PR #115, opened 2022-08-26
[DO NOT MERGE][Testing]: Format-wise gallery

CodyCBakerPhD:
Demonstration of how we could have a matrix deployment over each formatwise key to ensure the data interface corresponding each one works as expected.

@h-mayorquin The doctests would be a great way to harness that, can you provide a command to run doctest on only a single file in the gallery here?

PR #121, opened 2022-08-29
[Possible to merge][Testing]: Format-wise installation

CodyCBakerPhD:
Replaces to #115, could be merged without affecting primary workflows (would not show up on PRs, but can be triggered manually and will run on a schedule)

### DIFF
--- a/.github/workflows/formatwise_installation_testing.yml
+++ b/.github/workflows/formatwise_installation_testing.yml
@@ -1,22 +1,19 @@
-name: Minimal and Full Tests
+name: Formwatwise gallery tests
 on:
   schedule:
     - cron: "0 16 * * 1"  # Every Monday at noon EST
   workflow_dispatch:
 
-env:
-  DANDI_API_KEY: ${{ secrets.DANDI_API_KEY }}
-
 jobs:
   run:
-    name: Minimal and full tests on ${{ matrix.os }} with Python ${{ matrix.python-version }}
+    name: Formatwise gallery tests for ${{ format.type }}:${{ format.name }} on ${{ matrix.os }} with Python ${{ matrix.python-version }}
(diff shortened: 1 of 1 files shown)


h-mayorquin (approved):
I have one comment and one question:
### Comment
As far as I can see this still tests the sequential path (installing minimal dependencies which is done in line 35, and the install the module specific dependencies on line 72). As stated in a previous [discussion](https://github.com/catalystneuro/neuroconv/pull/100#discussion_r950413371) I have the feeling that the most common use of this installation method would not be sequential but stand-alone (which could be tested by removing line 35 and changing line 72 to `pip install .[${{ matrix.format.name }}, test]` instead). 

I think that is hard to know what will be the most common use case and you might be right that it will be sequential instead of stand-alone.  Given that you put all of this work (thanks!) I think it is fair that we go with your intuition in a situation of uncertainty. My only comment is that we should remember,when we write the user facing documentation of this installation modality, to alert users that we support and test the sequential installation and not the stand-alone one. 

### Question
I have this memory that we were getting cache non-hits when for different PRs (caches being PR exclusively or something like this) That is, one PR would not get the caches of another. How does this work here for the cron job? Which previous caches will this be accessing?

CodyCBakerPhD:
> # Comment

It doesn't have to be intuition - boot up a fresh environment and try it out for yourself. Minimal requirements are always attached in all cases.

> # Question

Haven't seen that issue for a while now - also only happens if we keep the branches separate. If it goes on main, it sees what main sees. Main uses the caches established from the primary S3 workflow now. I'm not forcing download in non-hit event here since that would destroy our data transfer bill, but if something happens we can troubleshoot when it does (would just need to sync the key hit name with the other workflow). So shouldn't have to worry

PR #122, opened 2022-08-29
[Bug fix]: Context output during raised error

CodyCBakerPhD:
Standalone fix peeled from #117 - an issue was discovered when an error was raised *during* the context (not in the enter/exit) for making or loading NWBFiles where the success statement would print prior to the traceback.

This fixes the issue and added an explicit test for it.

### DIFF
--- a/src/neuroconv/tools/nwb_helpers.py
+++ b/src/neuroconv/tools/nwb_helpers.py
@@ -153,6 +153,7 @@ def make_or_load_nwbfile(
     )
 
     load_kwargs = dict()
+    success = True
     if nwbfile_path:
         load_kwargs.update(path=nwbfile_path)
         if nwbfile_path_in.is_file() and not overwrite:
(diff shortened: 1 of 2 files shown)


bendichter (approved):

src/neuroconv/tools/nwb_helpers.py
```diff
@@ -166,12 +167,15 @@ def make_or_load_nwbfile(
...
+    except Exception as e:
+        success = False
+        raise e
     finally:
         if nwbfile_path:
             try:
                 io.write(nwbfile)
 
-                if verbose:
+                if success and verbose:
```
h-mayorquin, line 178: Should the file still be written if (line 176) if an exception was risen?

CodyCBakerPhD: Probably not 😆

h-mayorquin: Line 172 now in this preview somehow.

h-mayorquin (approved):

PR #123, opened 2022-08-30
Remove upcoming deprecations

CodyCBakerPhD:
We were a bit delayed by the SpikeInterface release, but since we're changing the import structure anyway we might as well clean up other stuff ahead of the upcoming release.

The `icephys` module still has the `save_path` deprecation warning it since we caught that one much later than the others - should we remove it here as well?


h-mayorquin:
@CodyCBakerPhD I am curios how much the coverage will increase with this one.

CodyCBakerPhD:
> @CodyCBakerPhD I am curios how much the coverage will increase with this one.

Lol. We probably should have used `# pragma` on that originally.

CodyCBakerPhD:
But it's meaningless coverage either way so it's just artificial inflation/deflation

h-mayorquin:
> But it's meaningless coverage either way so it's just artificial inflation/deflation

Don't be a party popper, @CodyCBakerPhD  : P

CodyCBakerPhD:
This branch got tangled with the ROI centroid stuff somehow. Re-doing

PR #600, opened 2026-01-07
DSERV-990-mane-select

mingjiecn:


data/schemas/nodes/mm_transcripts.Gencode.json
```diff
@@ -95,7 +101,7 @@
   "additionalProperties": false,
   "accessible_via": {
     "filter_by_range": "start, end",
-    "return": "_id, chr, start, end, strand, gene_name, transcript_id, name, transcript_type, source, version, source_url, organism"
+    "return": "_id, chr, start, end, strand, gene_name, transcript_id, name, transcript_type, MANE_Select, source, version, source_url, organism"
```
shengchd: it might make more sense to drop this property from mm_transcripts, and not include in return since MANE_Select is only applicable to human transcripts. But I'm not sure if it would cause any issue in endpoint when we have a mix case from human & mouse in return?

pedrohr (approved):

PR #606, opened 2026-01-26
DSERV-1152-ADASTRA

mingjiecn:


data/adapters/adastra_asb_adapter.py
```diff
@@ -107,69 +104,47 @@ def process_file(self):
...
-                                    'inverse_name': 'has measurement'
-                                }
-
-                                if self.validate:
-                                    self.validate_doc(props)
-
-                                self.writer.write(json.dumps(props))
-                                self.writer.write('\n')
+                        for ensembl_id in ensembl_ids:
+                            # create edges in variants_proteins regardless of cell type
```
shengchd: the comments here can be removed

data/adapters/adastra_asb_adapter.py
```diff
@@ -107,69 +104,47 @@ def process_file(self):
...
+                            # the redundance will be resolved when importing into arangodb
+                            _key = variant_id + '_' + \
+                                ensembl_id + '_' + \
+                                row[21].replace(' ', '_') + \
+                                '_ADASTRA_' + cell_gtrd_id
```
shengchd, line 114: I checked the cell_gtrd_id in ADASTRA_cell_ontologies_mapped_ids.tsv they should be unique, can you double check when you reloading the collection?
Also I believe 'row[21].replace(' ', '_')' can be dropped from ID generation, shouldn't affect the uniqueness but fine to leave it there

shengchd (approved):
looks good just minor suggestions
I also left a note on 'score' in DSERV-1126, but it's for endpoint

data/adapters/adastra_asb_adapter.py
mingjiecn: 'row[21].replace(' ', '_')' is necessary since we don't want space in key. There are duplication because we have those two files: **CREB1_HUMAN@HepG2__hepatoblastoma_.tsv** and **CREB1_HUMAN@HepG2__hepatoblastoma__test.tsv**. Both of them match to ADASTRA id 430. It seems to me that we should remove the test file from our source data.

shengchd: I meant the info from row[21]like 'No Hit' should be unique to every variant - protein combination, so could be excluded from key generation since we already have variant and protein id there.

PR #619, opened 2026-02-13
DSERV-1180-COXPRESdb

mingjiecn:


data/adapters/coxpresdb_adapter.py
```diff
@@ -13,9 +14,12 @@
 
 class Coxpresdb(BaseAdapter):
     ALLOWED_LABELS = ['coxpresdb']
+    FILE_ACCESSION = 'IGVFFI3321YNBP'
```
shengchd, line 17: I feel this should be read from input para filepath instead of hard coded here? in case we have another version of file with a different accession in future
maybe more important for adapter has multiple files to load, like eqtl_catalog, this adapter is fine

shengchd (approved):

PR #621, opened 2026-02-20
DSERV-1185-files-filesets

mingjiecn:


pedrohr (approved):

data/scripts/generate_files_filesets.py
```diff
@@ -0,0 +1,106 @@
...
+    output_dir = Path(args.output_dir)
+    output_dir.mkdir(parents=True, exist_ok=True)
+
+    with data_sources_path.open('r') as handle:
+        data_sources = yaml.safe_load(handle)
+
+    timestamp = datetime.now(timezone.utc).strftime('%Y%m%dT%H%M%SZ')
+    labels = {
+        'igvf_file_fileset': f'igvf_files_filesets_{timestamp}.jsonl',
+        'encode_file_fileset': f'encode_files_filesets_{timestamp}.jsonl'
```
shengchd: @mingjiecn can you add igvf_donor.jsonl and encode_donor.jsonl as well? think they should be updated simultaneously

ian-whaling: The adapter also writes novel (unloaded) sample terms (even if they are rare), may want to also include writing a file for that.

PR #624, opened 2026-02-24
DSERV-1174-qtl

mingjiecn:


data/adapters/eqtl_catalog_adapter.py
shengchd, line 157: I think we can drop this field, not sure why we included before

shengchd (approved):
code looks good, have a comment on a field could be dropped

PR #630, opened 2026-03-03
DSERV-1172 adding class/method/label for GWAS

pedrohr:


data/adapters/gwas_adapter.py
```diff
@@ -175,7 +175,10 @@ def process_variants_phenotypes(self, row):
             'source': 'OpenTargets',
             'version': 'October 2022 (22.10)',
             'name': 'associated with',
-            'inverse_name': 'associated with'
+            'inverse_name': 'associated with',
+            'class': 'observed data',
+            'method': 'GWAS',
+            'label': 'GWAS'
```
mingjiecn: need to get class and method value from igvf portal. I have a merged pr did similar work: https://github.com/IGVF-DACC/igvf-catalog/pull/624

data/schemas/edges/variants_phenotypes.GWAS.json
```diff
@@ -61,6 +61,27 @@
       "enum": [
         "associated with"
       ]
+    },
```
mingjiecn: Now since we added class, method and label, we can use base edge schema inside. I have a merged pr did similar work: https://github.com/IGVF-DACC/igvf-catalog/pull/624.

mingjiecn (changes requested):

data/schemas/edges/edges.base.json
```diff
@@ -53,5 +53,5 @@
       "source",
       "source_url"
     ],
-    "additionalProperties": false
+    "additionalProperties": true
```
mingjiecn: additionalProperties should be false?

data/adapters/gwas_adapter.py
```diff
@@ -173,9 +178,13 @@ def process_variants_phenotypes(self, row):
             '_key': key,
             'equivalent_ontology_term': equivalent_term_id,
             'source': 'OpenTargets',
+            'source_url': self.SOURCE_URL,
             'version': 'October 2022 (22.10)',
             'name': 'associated with',
-            'inverse_name': 'associated with'
+            'inverse_name': 'associated with',
+            'class': 'observed data',
```
mingjiecn: class value should be self.collection_class. Label value is the same with self.method

data/schemas/edges/variants_phenotypes.GWAS.json
```diff
@@ -3,75 +3,31 @@
   "$id": "edges/variants_phenotypes.GWAS.json",
   "db_collection_name": "variants_phenotypes",
   "type": "object",
+  "allOf": [
+    { "$ref": "edges.base.json" }
```
mingjiecn: should add other fields for example. properties and required inside allOf

mingjiecn (changes requested):

data/schemas/edges/edges.base.json
pedrohr: by being false, we can't modify the child classes... we can leave as false too and just import a subset of the properties

mingjiecn (approved):

PR #632, opened 2026-03-05
DSERV-1162 DSERV-1189 adding uniprot_ids to protein response across catalog APIs

pedrohr:


mingjiecn (changes requested):
I think all protein related APIs should be updated to return uniprot_ids.

pedrohr:
> I think all protein related APIs should be updated to return uniprot_ids.

all of them are, they all inherit the protein object from `proteins.ts`

mingjiecn:
> > I think all protein related APIs should be updated to return uniprot_ids.
> 
> all of them are, they all inherit the protein object from `proteins.ts`

Oh, my bad.

mingjiecn (approved):

PR #633, opened 2026-03-05
DSERV-1192-upgrade-cdk

ottojolanki:


mingjiecn (commented):
In the instruction we need to install this version:
npm install -g aws-cdk@2.151.0

Is this need to be changed?

mingjiecn (approved):

PR #638, opened 2026-03-14
DSERV-1196-remodel-MPRA

ian-whaling:


data/index-config.yaml
```diff
@@ -273,8 +273,8 @@ genomic_elements:
 genomic_elements_biosamples:
   persistent:
     fields:
-      - type, element_name, source, source_url, files_filesets
-      - element_name, source, source_url, files_filesets
+      - type, source, source_url, files_filesets
+      - source, source_url, files_filesets
       - source, source_url, files_filesets
```
pedrohr: duplicated line

pedrohr (changes requested):
just one duplicated line

data/index-config.yaml
ian-whaling: removed duplicate line

pedrohr (approved):

PR #650, opened 2026-03-31
DSERV-1216 renaming beta -> effect_size

pedrohr:


mingjiecn (changes requested):
Tests needs to be updated as well

mingjiecn (approved):

PR #4, opened 2025-10-10
Clean up project structure

turtlebasket:
Originally forked this to add a tool for tailing the last *n* lines of logs for a pod, but realized this is unfortunately blocked by https://github.com/runpod/runpodctl/issues/29 ☹️ 

Anyway, a few fixes:

- build output (`build/*`) should not get tracked to git
- package-lock should not be ignored
- `.cursor/mcp.json` changed to use relative path and assume `RUNPOD_API_KEY` exported in Cursor environment
- more comprehensive gitignore


.cursor/mcp.json
```diff
@@ -1,10 +1,10 @@
 {
   "mcpServers": {
-    "runpod": {
+    "runpod-test": {
```
DeJayDev:
```suggestion
    "runpod": {
```

Was `-test` an artifact of local testing or is this to imply the user may have the production and a test copy of the MCP server running?

DeJayDev (commented):
Quick question, otherwise looks great - thanks you!

.cursor/mcp.json
turtlebasket: It's the latter- I had both installed so renamed the dev version for clarity.

TimPietruskyRunPod (approved):
lgtm! thank yo

PR #12, opened 2026-02-02
feat: add GPU/datacenter discovery tools and template filters

justinwlin:
## Summary

- **New tools**: `list-gpu-types` and `list-data-centers` using RunPod's public GraphQL API — allows LLMs to discover available hardware and regions without requiring authentication
- **Enhanced `list-templates`**: Added `includeRunpodTemplates`, `includePublicTemplates`, and `includeEndpointBoundTemplates` filter params (was previously a no-params tool returning only user templates)
- **Tool descriptions**: Added LLM-facing descriptions to `create-pod` and `list-templates` recommending **Runpod Pytorch 2.8.0** (ID: `runpod-torch-v280`) as the default template
- **README**: Added local build instructions for Claude Code CLI and Claude Desktop

### `list-gpu-types`
Queries the public GraphQL endpoint (`api.runpod.io/graphql`) — no API key needed. Supports filters:
- `minMemoryGb` — filter by VRAM (e.g., 80 for A100/H100)
- `secureCloudOnly` / `communityCloudOnly` — cloud type filter
- `searchTerm` — name search (e.g., "4090")
- `includeUnavailable` — include out-of-stock GPUs (excluded by default)

Results are sorted by stock availability then VRAM.

### `list-data-centers`
Also uses the public GraphQL endpoint. Supports `region` filter (e.g., "Europe", "United States").

## Test plan

- [x] `list-gpu-types` basic call returns GPUs sorted by stock/VRAM
- [x] `list-gpu-types` filters (minMemoryGb, secureCloudOnly, communityCloudOnly, searchTerm, includeUnavailable)
- [x] `list-data-centers` basic call and region filter
- [x] `list-templates` with each filter flag and combinations
- [x] Tool descriptions visible to LLM for `create-pod` and `list-templates`
- [x] Local build via `dist/index.mjs` connects and responds
- [x] `create-pod` functional test (requires real resources)

### DIFF
--- a/src/index.ts
+++ b/src/index.ts
@@ -23,6 +23,39 @@ const server = new McpServer({
   },
 });
 
+// GraphQL endpoint for public queries (GPU types, data centers)
+const GRAPHQL_URL = 'https://api.runpod.io/graphql';
+
+// Helper function to make GraphQL requests to RunPod
+async function graphqlRequest<T>(
+  query: string
+): Promise<T> {
+  const response = await fetch(GRAPHQL_URL, {
+    method: 'POST',
+    headers: {
+      'Content-Type': 'application/json',
+    },
+    body: JSON.stringify({ query }),
+  });
+
+  const result = (await response.json()) as {
+    data?: T;
+    errors?: Array<{ message: string }>;
+  };
+
+  if (result.errors && result.errors.length > 0) {
+    throw new Error(
+      `GraphQL Error: ${result.errors.map((e) => e.message).join(', ')}`
+    );
+  }
+
+  if (!result.data) {
+    throw new Error('No data returned from GraphQL query');
+  }
+
+  return result.data;
+}
+
 // Helper function to make authenticated API requests to RunPod
 async function runpodRequest(
   endpoint: string,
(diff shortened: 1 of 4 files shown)


src/index.ts
```diff
@@ -178,6 +383,7 @@ server.tool(
 // Create Pod
 server.tool(
   'create-pod',
+  'Create a new GPU/CPU pod on RunPod. If the user does not specify a template or image, recommend the "Runpod Pytorch 2.8.0" template (ID: runpod-torch-v280, image: runpod/pytorch:1.0.2-cu1281-torch280-ubuntu2404) as the default starting point — it has the most up-to-date CUDA and PyTorch versions.',
```
max4c: The new description tells the model to recommend the `runpod-torch-v280` template when the user does not specify a template or image, but the tool schema still requires `imageName` and does not expose `templateId`. That makes the newly documented template-based path impossible to execute through this tool and can push the model into invalid calls.

max4c (commented):
Review findings inline.

justinwlin:
Addressed the description mismatch:

- Removed the template ID reference (`runpod-torch-v280`) from the `create-pod` description. Since the tool only accepts `imageName` (no `templateId` field), the description now just recommends the image directly: `runpod/pytorch:1.0.2-cu1281-torch280-ubuntu2404`. The template ID mention was guiding the model toward a call it couldn't make.

justinwlin:
All feedback addressed. Validated against the live API.

**Line 386 — templateId in create-pod description**
Confirmed: the schema only has `imageName`, no `templateId` field. Removed the template ID reference from the description. It now recommends the image directly: `runpod/pytorch:1.0.2-cu1281-torch280-ubuntu2404`.

max4c (approved):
^^^^^^^^^^^^^^^^
Only one stretch of the data above is needed. Restate it word for word, from the line containing "full tests on" through the line containing "As far as I", both ends included.

-    name: Minimal and full tests on ${{ matrix.os }} with Python ${{ matrix.python-version }}
+    name: Formatwise gallery tests for ${{ format.type }}:${{ format.name }} on ${{ matrix.os }} with Python ${{ matrix.python-version }}
(diff shortened: 1 of 1 files shown)


h-mayorquin (approved):
I have one comment and one question:
### Comment
As far as I can see this still tests the sequential path (installing minimal dependencies which is done in line 35, and the install the module specific dependencies on line 72). As stated in a previous [discussion](https://github.com/catalystneuro/neuroconv/pull/100#discussion_r950413371) I have the feeling that the most common use of this installation method would not be sequential but stand-alone (which could be tested by removing line 35 and changing line 72 to `pip install .[${{ matrix.format.name }}, test]` instead). 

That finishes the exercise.